Idempotent and adjoint Good day to everyone,
I have the next doubt about this problem: "Given the functors $G:A\rightarrow X$ and $K:X\rightarrow A$ and natural transformations $\alpha:KG\rightarrow I_{A}$, $\varrho:I_{X}\rightarrow GK$ such that $G\alpha\cdot\varrho G=1_{G}:G\rightarrow GKG\rightarrow G$.
Prove that $\alpha K\cdot K\varrho$ is and idempotent in $A^{X}$ (Category of functors of X to A) and $G$ has a left adjoint if and only if  $\alpha K\cdot K\varrho$ splits "
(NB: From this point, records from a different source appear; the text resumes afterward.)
PR #2142, opened 2026-04-30
fix(scheduling): include routing in schedule_task content JSON

mnolet:
## Problem

`schedule_task` writes routing fields (`platform_id`, `channel_type`, `thread_id`) as **row columns** on the outbound `kind='system'` message, but `handleSystemAction` in `src/delivery.ts` parses `msg.content` and forwards only the parsed JSON to action handlers — the row columns are dropped on the floor. `handleScheduleTask` (`src/modules/scheduling/actions.ts:34-36`) then reads `content.platformId/channelType/threadId`, finds nothing, and inserts the task row with all-null routing.

Result: every `kind='task'` row in `messages_in` has null `platform_id`, `channel_type`, `thread_id`. Compare with `kind='chat-sdk'` rows in the same DB — those are populated.

## Why it went undetected

When `host-sweep` wakes a scheduled task, `dispatchResultText`'s fast path (poll-loop, the `if (routing.channelType && routing.platformId)` branch) requires routing on the message. With nulls it bails and falls through to the `<message to="...">` recovery path, which prompts the agent to pick a destination from its destinations table.

If the agent has at least one channel destination, it picks one on the first or second retry and the user's reply still goes out — so the bug is invisible end-to-end. **It silently costs one extra LLM turn per scheduled-task wake.**

Sessions whose destinations table contains only agent-to-agent entries (no channel row) have no valid target to pick during recovery — those visibly loop until the recovery prompt is exhausted, never delivering.

## Repro

```bash
sqlite3 data/v2-sessions/<agent>/<session>/inbound.db \
  "SELECT id, platform_id, channel_type, thread_id FROM messages_in WHERE kind='task' LIMIT 5"
# All routing columns NULL.

grep -c "Routing recovery" logs/agent-runner.log
# Non-zero, scales linearly with scheduled-task wake count.
```

## Fix

Add the routing fields to the `content` JSON in `container/agent-runner/src/mcp-tools/scheduling.ts` so the writer matches the contract the reader already expects:

```diff
       content: JSON.stringify({
         action: 'schedule_task',
         taskId: id,
         prompt,
         script,
         processAfter,
         recurrence,
+        platformId: r.platform_id,
+        channelType: r.channel_type,
+        threadId: r.thread_id,
       }),
```

`cancel/pause/resume/update_task` operate by id alone and don't need routing — unchanged.

## Verification

After the fix, new `messages_in` task rows have populated routing, `dispatchResultText`'s fast path hits, and "Routing recovery" log lines stop appearing for `kind='task'` wakes.


gavrielc:
@mnolet Thank you for contributing a fix for this!!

The idea for the first partis that I define:
$\varphi:A(Kx,a)\rightarrow X(x,Ga)$ by $\varphi(h)=G(h)\circ\varrho_{x}$
and
$\psi:X(x,Ga)\rightarrow A(Kx,a)$ by $\psi(f)=\alpha_{a}\circ K(f)$
I am going to have $\varphi\circ\psi=1$ with this i have that $\psi\circ\varphi$ is idempotent and it follows that $\alpha K\cdot K\varrho$ is an idempotent.
For the second part, if $G$ has a left adjoint then we have the next natural isomorphism
$\phi:A(Fx,a)\rightarrow X(x,Ga)$ and natural transformations $\epsilon:FG\rightarrow I_{A}$  and $\eta:I_{X}\rightarrow GF$, for $a=Kx$, I define $\theta_{x}=\phi^{-1}(\varrho_{x})=\epsilon_{Kx}\circ F\varrho_{x}$ for all $x\in Obj(X) $.
I mean $\theta=\epsilon_{K}\cdot F\varrho:F\rightarrow K$ is a natural transformation.
For $\psi:X(x,Ga)\rightarrow A(Kx,a)$, I set $a=Kx$, i define $\beta_{x}=\psi(\eta_{x})=\alpha_{Fx}\circ K\eta_{x}$ 
I mean $\beta=\alpha_{F}\cdot K\eta:K\rightarrow F$ is another natural transformation.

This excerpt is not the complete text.